New exhibition! Sylvia Wald: Seven decades

New exhibition! Sylvia Wald: Seven decades


January 19, 2012-March 18, 2012
Thomas J. Walsh Art Gallery
Quick Center for the Arts, Fairfield University, Fairfield, CT

Image: Sylvia Wald With a career that spans seven decades, Sylvia Wald (1915-2011) produced an oeuvre that is remarkable not only in its chronological length but also in its wide range of expression, diversity of media, and technical excellence.

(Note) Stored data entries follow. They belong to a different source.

PR #94, opened 2021-07-22
Fix up the JSON WebSocket interface

zivkovicmilos:
# Description

This PR solves the pending issues with WebSocket connections.
Specifically, it expands on the error handling mechanisms and cleans up the code a bit.

# Changes include

# Checklist

- [x] I have tested this code

### DIFF
--- a/e2e/websocket_test.go
+++ b/e2e/websocket_test.go
@@ -101,8 +101,12 @@ func TestWS_Response(t *testing.T) {
 			t.Fatalf("Unable to unmarshal WS result: %v", wsError)
 		}
 
-		foundBalance, wsError := types.ParseUint256orHex(&balanceHex)
-		if wsError = json.Unmarshal(res.Result, &balanceHex); wsError != nil {
+		foundBalance, parseError := types.ParseUint256orHex(&balanceHex)
+		if parseError != nil {
+			t.Fatalf(fmt.Sprintf("Unable to parse WS result balance: %v", parseError))
+		}
+
+		if wsError := json.Unmarshal(res.Result, &balanceHex); wsError != nil {
 			t.Fatalf("Unable to parse WS result balance: %v", wsError)
 		}
 
@@ -144,8 +148,11 @@ func TestWS_Response(t *testing.T) {
 			t.Fatalf("Unable to unmarshal WS result: %v", wsError)
 		}
 
-		blockNumInt, wsError := types.ParseUint256orHex(&blockNum)
-		if wsError = json.Unmarshal(res.Result, &blockNum); wsError != nil {
+		blockNumInt, parseError := types.ParseUint256orHex(&blockNum)
+		if parseError != nil {
+			t.Fatalf(fmt.Sprintf("Unable to parse WS result balance: %v", parseError))
+		}
+		if wsError := json.Unmarshal(res.Result, &blockNum); wsError != nil {
 			t.Fatalf("Unable to parse WS result balance: %v", wsError)
 		}
 
--- a/e2e/websocket_test.go
+++ b/e2e/websocket_test.go
@@ -1,0 +1,154 @@
+package e2e
+
+import (
+	"context"
+	"encoding/json"
+	"fmt"
+	"math/big"
+	"strings"
+	"testing"
+	"time"
+
+	"github.com/0xPolygon/minimal/e2e/framework"
+	"github.com/0xPolygon/minimal/jsonrpc"
+	"github.com/0xPolygon/minimal/types"
+	"github.com/gorilla/websocket"
+	"github.com/stretchr/testify/assert"
+	"github.com/umbracle/go-web3"
+)
+
+type testWSRequest struct {
+	JSONRPC string   `json:"jsonrpc"`
+	Params  []string `json:"params"`
+	Method  string   `json:"method"`
+	ID      int      `json:"id"`
+}
+
+func constructWSRequest(id int, method string, params []string) ([]byte, error) {
+	request := testWSRequest{
+		JSONRPC: "2.0",
+		Method:  method,
+		ID:      id,
+		Params:  params,
+	}
+
+	return json.Marshal(request)
+}
+
+func getWSResponse(t *testing.T, ws *websocket.Conn, request []byte) (jsonrpc.Response, error) {
+	if wsError := ws.WriteMessage(websocket.TextMessage, request); wsError != nil {
+		t.Fatalf("Unable to write message to WS connection: %v", wsError)
+	}
+	_, response, wsError := ws.ReadMessage()
+	if wsError != nil {
+		t.Fatalf("Unable to read message from WS connection: %v", wsError)
+	}
+
+	var res jsonrpc.Response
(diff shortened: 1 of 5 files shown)


lazartravica (approved):
LGTM, ws endpoints are working 👍

Kourin1996 (approved):
LGTM 👏

e2e/websocket_test.go
```diff
@@ -0,0 +1,161 @@
...
+
+	t.Run("Valid account balance", func(t *testing.T) {
+		requestID := 1
+		request, constructErr := constructWSRequest(
+			requestID,
+			"eth_getBalance",
+			[]string{preminedAccounts[0].address.String(), "latest"},
+		)
+
+		assert.Nilf(t, constructErr, fmt.Sprintf("Unable to construct request: %v", constructErr))
```
Vuksan: Might be better to do `t.Fatalf` here, since you might want the test to stop if this happens
```suggestion
		if constructErr != nil {
			t.Fatalf("Unable to construct request: %v", constructErr)
		}
```

e2e/websocket_test.go
```diff
@@ -0,0 +1,161 @@
...
+		assert.Equalf(t, res.ID, float64(requestID), "Invalid response ID")
+
+		var balanceHex string
+		if wsError := json.Unmarshal(res.Result, &balanceHex); wsError != nil {
+			t.Fatalf("Unable to unmarshal WS result: %v", wsError)
+		}
+
+		foundBalance, parseError := types.ParseUint256orHex(&balanceHex)
+		if parseError != nil {
+			t.Fatalf(fmt.Sprintf("Unable to parse WS result balance: %v", parseError))
```
Vuksan: No need for `Sprintf`, `Fatalf` calls it internally:
```suggestion
			t.Fatalf("Unable to parse WS result balance: %v", parseError)
```

e2e/websocket_test.go
```diff
@@ -0,0 +1,161 @@
...
+		}
+
+		if wsError := json.Unmarshal(res.Result, &balanceHex); wsError != nil {
+			t.Fatalf("Unable to parse WS result balance: %v", wsError)
+		}
```
Vuksan: Unmarshalling again seems redundant?

e2e/websocket_test.go
```diff
@@ -0,0 +1,161 @@
...
+		assert.NoError(t, err)
+
+		requestID := 2
+		request, constructErr := constructWSRequest(
+			requestID,
+			"eth_blockNumber",
+			[]string{},
+		)
+
+		assert.Nilf(t, constructErr, fmt.Sprintf("Unable to construct request: %v", constructErr))
```
Vuksan: Might be better to do `t.Fatalf` here, since you might want the test to stop if this happens
```suggestion
		if constructErr != nil {
			t.Fatalf("Unable to construct request: %v", constructErr)
		}
```

e2e/websocket_test.go
```diff
@@ -0,0 +1,161 @@
...
+		JSONRPC: "2.0",
+		Method:  method,
+		ID:      id,
+		Params:  params,
+	}
+
+	return json.Marshal(request)
+}
+
+func getWSResponse(t *testing.T, ws *websocket.Conn, request []byte) (jsonrpc.Response, error) {
```
Vuksan: No need to return `error` here since you fail the test on each error in this function.

e2e/websocket_test.go
```diff
@@ -0,0 +1,161 @@
...
+			t.Fatalf("Unable to unmarshal WS result: %v", wsError)
+		}
+
+		blockNumInt, parseError := types.ParseUint256orHex(&blockNum)
+		if parseError != nil {
+			t.Fatalf(fmt.Sprintf("Unable to parse WS result balance: %v", parseError))
+		}
+		if wsError := json.Unmarshal(res.Result, &blockNum); wsError != nil {
+			t.Fatalf("Unable to parse WS result balance: %v", wsError)
+		}
```
Vuksan: Unmarshalling into `blockNum` again seems redundant?

e2e/websocket_test.go
```diff
@@ -0,0 +1,161 @@
...
+
+		assert.Greaterf(t, blockNumInt.Cmp(big.NewInt(0)), 0, "Invalid block number")
```
Vuksan: Can we do this instead, please?
```suggestion
		assert.Equalf(t, blockNumInt.Cmp(big.NewInt(0)), 1, "Invalid block number")
```

This way it takes me less time to understand we actually check if block number is greater than 0 😅

Vuksan (approved):
GJ on the tests.
Left nitpick comments, LGTM

e2e/websocket_test.go
zivkovicmilos: Fixed 👍

e2e/websocket_test.go
zivkovicmilos: Forgot about this. Good catch 👍

e2e/websocket_test.go
zivkovicmilos: We need to unmarshal `json.RawMessage`. We do this unmarshalling everywhere where we want to grab the result from the JSON RPC endpoints.

e2e/websocket_test.go
zivkovicmilos: Fixed 👍

e2e/websocket_test.go
zivkovicmilos: You're right, it's redundant.
Removing now 👍

e2e/websocket_test.go
zivkovicmilos: We need to unmarshal `json.RawMessage`. We do this unmarshalling everywhere where we want to grab the result from the JSON RPC endpoints.

e2e/websocket_test.go
zivkovicmilos: Changing now 👍

e2e/websocket_test.go
Vuksan: Don't you do that on lines 102-104 already?

e2e/websocket_test.go
Vuksan: Don't you do that on lines 151-153 already?

e2e/websocket_test.go
zivkovicmilos: When we unmarshal the initial response, we get a `json.RawMessage` in the results field. I don't think there is any way we can bypass this second unmarshalling, because it's still not in the correct form (it's []byte)

e2e/websocket_test.go
zivkovicmilos: Replied in the [other comment](https://github.com/0xPolygon/polygon-sdk/pull/94#discussion_r677755793).

e2e/websocket_test.go
zivkovicmilos: I'm obviously blind. I didn't figure out you meant the duplicated section
Removed 👍

e2e/websocket_test.go
zivkovicmilos: Removed 👍

Vuksan (approved):
🚀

Fairfield University's Thomas J. Walsh Art Gallery , located in the Quick Center for the Arts, presents a comprehensive survey of her work in the exhibition Sylvia Wald: Seven Decades , opening on Thursday, January 19, 2012, and on view through Sunday, March 18, 2012 . The exhibition shows Sylvia Wald as an experimenter and innovator, an artist who enlarged the potential of the silkscreen method of printmaking and developed a highly personal approach in her use of unusual materials in her later three-dimensional works. An evening reception, free and open to the public, takes place from 6 p.m. to 8 p.m. on January 19, 2012 .

Sylvia Wald was born in Philadelphia on October 30, 1915, and studied at the Moore Institute of Art, later working as an elementary school art teacher through the Works Project Administration (WPA). Determined to further her artistic options, Wald moved to New York City in 1937. Her paintings of the time echoed the prevailing trend of Social Realism, with subject matter portraying the life and environment of average Americans and a sympathetic eye toward their economic plight. "Anticipating her later experimental nature, Wald's early paintings reflected aspects of modernist trends with mild distortions of form and perspective and the use of non-naturalistic color," said Jeffrey Wechsler, exhibition curator and former Senior Curator of the Zimmerli Art Museum at Rutgers University.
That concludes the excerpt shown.